Before joining DHS, Yoran had been vice president for worldwide managed security services at Symantec. Prior to that, he had been the founder, president and CEO of Riptech, Inc., an information security management and monitoring firm, which Symantec acquired in 2002 for $145 million.

Yoran and his brother Naftali Elad Yoran are graduates of the U.S. Military Academy at Westpoint. Elad graduated in 1991 and Amit in 1993. Along with their brother Dov, the Yoran brothers are key players in the security software market. Amit has also held critical positions in the U.S. government overseeing computer security for the very systems that apparently failed on 9-11.

Before founding Riptech in 1998, Amit Yoran directed the vulnerability-assessment program within the computer emergency response team at the US Department of Defense. Yoran previously served as an officer in the United States Air Force as the Director of Vulnerability Programs for the Department of Defense's Computer Emergency Response Team and in support of the Assistant Secretary of Defense's Office.

In June 2005, Yoran joined the board of directors of Guardium, Inc., another Mossad-spawned "provider of database security solutions" based in Waltham, Massachusetts. Guardium is linked with Ptech, an apparent Mossad "cut out" computer security company linked with the 9-11 attacks.

Ptech, a computer software company in Quincy, Mass., was supposedly a small start-up company founded by a Lebanese Muslim and funded by a Saudi millionaire. Yet Ptech's clients included all the key federal governmental agencies, including the U.S. Army, the U.S. Air Force, the U.S. Naval Air Command, Congress, the Department of Energy, the Federal Aviation Administration, the Internal Revenue Service, NATO, the Federal Bureau of Investigation, the Secret Service and even the White House.

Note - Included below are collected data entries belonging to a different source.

PR #2301, opened 2021-08-24
Update GitHub Actions CI file

sdarwin:
The Ubuntu 16.04 environment is scheduled to be removed from GitHub Actions in September 2021. Migrating those jobs to Docker containers or Ubuntu 18.04.

One small error appears on gcc-4.8.   In order for the tests to display "passing", I have set "supported: false" on gcc-4.8.    If you could review that error, and possibly fix it, then the job could be re-enabled.

### DIFF
--- a/.github/workflows/ci.yml
+++ b/.github/workflows/ci.yml
@@ -16,19 +16,22 @@ jobs:
 # minimum requirement is gcc 4.8
           - toolset: gcc-4.8
             cxxstd: "11"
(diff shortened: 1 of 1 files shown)


madmongo1:
It's failing to build on drone. What should be done about that? @sdarwin

sdarwin:
> It's failing to build on drone. 

Not a problem, that's only a coincidence because the main branches have newer/different drone files than this PR.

The marketing manager at Ptech, Inc. when the company started in the mid-1990s, however, was not a Muslim or an Arab, but an American Jewish lawyer named Michael S. Goff who had suddenly quit his law firm for no apparent reason and joined the Arab-run start-up company. Goff was the company's information systems manager and had single-handedly managed the company's marketing and "all procurement" of software, systems and peripherals. He also trained the employees. Goff was obviously the key person at Ptech.

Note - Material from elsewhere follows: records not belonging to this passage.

PR #2315, opened 2021-09-20
fixed an error in websocket_client_async_ssl

ShuangLiu1992:
in this example host_ string should be updated after SSL_set_tlsext_host_name just like the synced version, otherwise this would cause a handshake error


madmongo1 (approved):
Yes, this looks correct.

Issue #2313, opened 2021-09-16
Beast doesn't reuse the sliding window when activating permessage_deflate as described in the RFC7692 Specs / Streaming compression


chreniuc:
We activated `permessage_deflate` and we've noticed that the beast library doesn't behave as the RFC7692 specs say [here](https://datatracker.ietf.org/doc/html/rfc7692#section-7.2.3.2), which means that it doesn't reuse the sliding window of the [LZ77](https://en.wikipedia.org/wiki/LZ77_and_LZ78#LZ77) algorithm.

**Summary of the specs:**

If a client wants to send two compressed messages with the same contents(`Hello`), and the client did not receive `client_no_context_takeover` from the server. The same thing applies to the server, when it doesn't receive `server_no_context_takeover`. If the server sends that message twice, the first one will have the following payload:

```
0xf2 0x48 0xcd 0xc9 0xc9 0x07 0x00
```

In the wake of 9-11, during the Citizens' Commission hearings in New York, Indira Singh, a consultant who had worked on a Defense Advanced Research Project, pointed to Ptech and MITRE Corp. being involved in computer "interoperability issues" between the FAA and NORAD. At this time Ptech's ties to Arabs was the focus, and Goff was out of the picture.
"Ptech was with MITRE Corporation in the basement of the FAA for two years prior to 9-11," Singh said. "Their specific job is to look at interoperability issues the FAA had with NORAD and the Air Force in the case of an emergency. If anyone was in a position to know that the FAA -- that there was a window of opportunity or to insert software or to change anything, it would have been Ptech along with MITRE."

The Mossad-run Guardium company is linked with Ptech through Goff Communications, the Holliston, Mass.-based public relations firm previously run by Michael S. Goff and his wife Marcia, which represents Guardium. Since being exposed in 2005, however, Michael's name no longer appears on the company website.

Photo: Amit Yoran, the Israeli "Cyber Security Czar" appointed by President George W. Bush in 2003. Yoran has held various positions since the 1990s in which he oversaw computer security for the Dept. of Defense computers.